MONTREAL — Averting a strike, VIA Rail Canada and the Unifor union reached a tentative agreement just ahead of the latest in a series of deadlines on Monday.

VIA said the agreement will be retroactive to Jan. 1, 2022 and runs through Dec. 31, 2024. Both sides said details would be released only upon ratification by union members.

“VIA Rail is pleased to have negotiated these agreements and recognizes the hard work of both parties during this process,” VIA CEO Martin Landry said in a press release. “We sympathize with the passengers and communities whose plans have been impacted in the past couple of days due to the uncertainty caused by this potential strike.”

VIA, which offered passengers the ability to change plans without service fees as the strike loomed, said it will continue that offer through July 31.
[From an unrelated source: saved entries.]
PR #2417, opened 2023-02-16
Allow setting window icon with `sf::Image`

metaquarx:
## Description

Currently, setting window icon is only allowed using a size & pixel pointer.

This overload wraps that, allowing users to set the window icon using an `sf::Image` directly.
`sf::Image` has the same 32bit RGBA pixel format as required by `setIcon`.
This is only implemented for `sf::RenderWindow`, as `sf::Image` is part of the graphics module.

## Tasks

* [x] Tested on Linux
* [ ] Tested on Windows
* [ ] Tested on macOS
* [ ] Tested on iOS
* [ ] Tested on Android

### DIFF
--- a/include/SFML/Graphics/RenderWindow.hpp
+++ b/include/SFML/Graphics/RenderWindow.hpp
@@ -35,6 +35,8 @@
 
 namespace sf
 {
+class Image;
+
 ////////////////////////////////////////////////////////////
 /// \brief Window that can serve as a target for 2D drawing
 ///
@@ -112,6 +114,18 @@ public:
     ////////////////////////////////////////////////////////////
     Vector2u getSize() const override;
 
+    ////////////////////////////////////////////////////////////
+    /// \brief Change the window's icon
+    ///
+    /// The OS default icon is used by default.
+    ///
+    /// \param icon Image to use as the icon. The image is copied,
+    ///             so you need not keep the source alive after
+    ///             calling this function.
+    ///
+    ////////////////////////////////////////////////////////////
+    void setIcon(const Image& icon);
+    using Window::setIcon;
 
     ////////////////////////////////////////////////////////////
     /// \brief Tell if the window will use sRGB encoding when drawing on it
--- a/src/SFML/Graphics/RenderWindow.cpp
+++ b/src/SFML/Graphics/RenderWindow.cpp
@@ -26,6 +26,7 @@
 // Headers
 ////////////////////////////////////////////////////////////
 #include <SFML/Graphics/GLCheck.hpp>
+#include <SFML/Graphics/Image.hpp>
 #include <SFML/Graphics/RenderTextureImplFBO.hpp>
 #include <SFML/Graphics/RenderWindow.hpp>
 #include <SFML/Graphics/Texture.hpp>
@@ -62,6 +63,13 @@ RenderWindow::~RenderWindow() = default;
 Vector2u RenderWindow::getSize() const
 {
     return Window::getSize();
+}
+
+
+////////////////////////////////////////////////////////////
+void RenderWindow::setIcon(const Image& icon)
+{
+    setIcon(icon.getSize(), icon.getPixelsPtr());
 }
 
 


include/SFML/Graphics/RenderWindow.hpp
```diff
@@ -112,6 +114,19 @@ class SFML_GRAPHICS_API RenderWindow : public Window, public RenderTarget
...
+    ///
+    /// The OS default icon is used by default.
+    ///
+    /// \param icon Image to use as the icon. The image is copied,
+    ///             so you need not keep the source alive after
+    ///             calling this function.
+    ///
+    ////////////////////////////////////////////////////////////
+    void setIcon(const sf::Image& icon);
+    using Window::setIcon;
```
ChrisThrasher, line 128: What does this `using` alias do?

include/SFML/Graphics/RenderWindow.hpp
```diff
@@ -112,6 +114,19 @@ class SFML_GRAPHICS_API RenderWindow : public Window, public RenderTarget
...
+    /// \brief Change the window's icon
+    ///
+    /// The OS default icon is used by default.
+    ///
+    /// \param icon Image to use as the icon. The image is copied,
+    ///             so you need not keep the source alive after
+    ///             calling this function.
+    ///
+    ////////////////////////////////////////////////////////////
+    void setIcon(const sf::Image& icon);
```
ChrisThrasher, line 127:
```suggestion
    void setIcon(const Image& icon);
```

src/SFML/Graphics/RenderWindow.cpp
```diff
@@ -65,6 +66,13 @@ Vector2u RenderWindow::getSize() const
 }
 
 
+////////////////////////////////////////////////////////////
+void RenderWindow::setIcon(const sf::Image& icon)
```
ChrisThrasher, line 70:
```suggestion
void RenderWindow::setIcon(const Image& icon)
```

ChrisThrasher (changes requested):
You can drop the `sf::` namespace in a few places

include/SFML/Graphics/RenderWindow.hpp
metaquarx: By default, an overload in a derived class overshadows a function of the same name in a base class (name hiding). This just imports it back into the current scope, so that both versions can be used (keeping the api a bit more consistent between an `sf::Window` and an `sf::RenderWindow`)

ChrisThrasher: https://godbolt.org/z/7zYeMeGjx

Interesting. I did know that.

include/SFML/Graphics/RenderWindow.hpp
```diff
@@ -112,6 +114,19 @@ class SFML_GRAPHICS_API RenderWindow : public Window, public RenderTarget
...
+    /// The OS default icon is used by default.
+    ///
+    /// \param icon Image to use as the icon. The image is copied,
+    ///             so you need not keep the source alive after
+    ///             calling this function.
+    ///
+    ////////////////////////////////////////////////////////////
+    void setIcon(const Image& icon);
+    using Window::setIcon;
+
```
ChrisThrasher, line 129:
```suggestion
```

ChrisThrasher:
Is there a particular use case that motivated you to add this?

metaquarx:
It's a somewhat common point of confusion, both on Discord & the forums. The advice is always to load it as an image, and pass in the size and pointer (as the PR does). There seems to be no particular reason for it not to be included in the first place.

I would assume the majority of users would be setting the icon using a loaded `sf::Image`, rather than using something like an embedded binary resource, due to its simplicity.

ChrisThrasher:

ChrisThrasher:

ChrisThrasher:
I'm open to this idea. I'm generally a fan of these little helpers that add convenience and make it easier to do functional programming where function return values can be directly passed to other functions. This change is in the same vein as the PRs that replaced `(float, float)` APIs with `Vector2f` which have aged well.

src/SFML/Graphics/RenderWindow.cpp
```diff
@@ -65,6 +66,13 @@ Vector2u RenderWindow::getSize() const
 }
 
 
+////////////////////////////////////////////////////////////
+void RenderWindow::setIcon(const Image& icon)
+{
+    Window::setIcon(icon.getSize(), icon.getPixelsPtr());
```
ChrisThrasher, line 72:
```suggestion
    setIcon(icon.getSize(), icon.getPixelsPtr());
```

ChrisThrasher:

eXpl0it3r:

ChrisThrasher (approved):

Bambo-Borris:
Love this as a convenience feature for users, I think basically all of my projects with SFML would have used this. It may be a small change, but it's a QoL one for sure.

Bromeon (approved):
Great addition!

eXpl0it3r (approved):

The union represents more than 2,400 VIA employees in on-board, station, customer center, maintenance, and administrative office positions. The agreement came after Unifor extended the strike deadline four times from Monday’s original 12:01 a.m. EDT walkout time — the last to 11:59 p.m. Monday — as negotiations continued to make progress.

“Fighting back against the concessions that VIA proposed wasn’t easy, but the resolve, commitment and solidarity of our VIA Rail members, helped the bargaining committees to push forward and achieve this tentative agreement,” Unifor’s Scott Doherty, lead negotiator and executive assistant to the national president, said in a statement. “I want to thank our members and the travelling public for their patience and support, while we continued to negotiate past the strike deadline to achieve this agreement. Without them this deal would not have been possible.”

Unifor announced last week that more than 99% of its members had voted in favor of a strike, and served a strike notice on July 7, setting the stage for the negotiations that led to the agreement [see “Union issues 72-hour strike notice …,” Trains News Wire, July 8, 2022].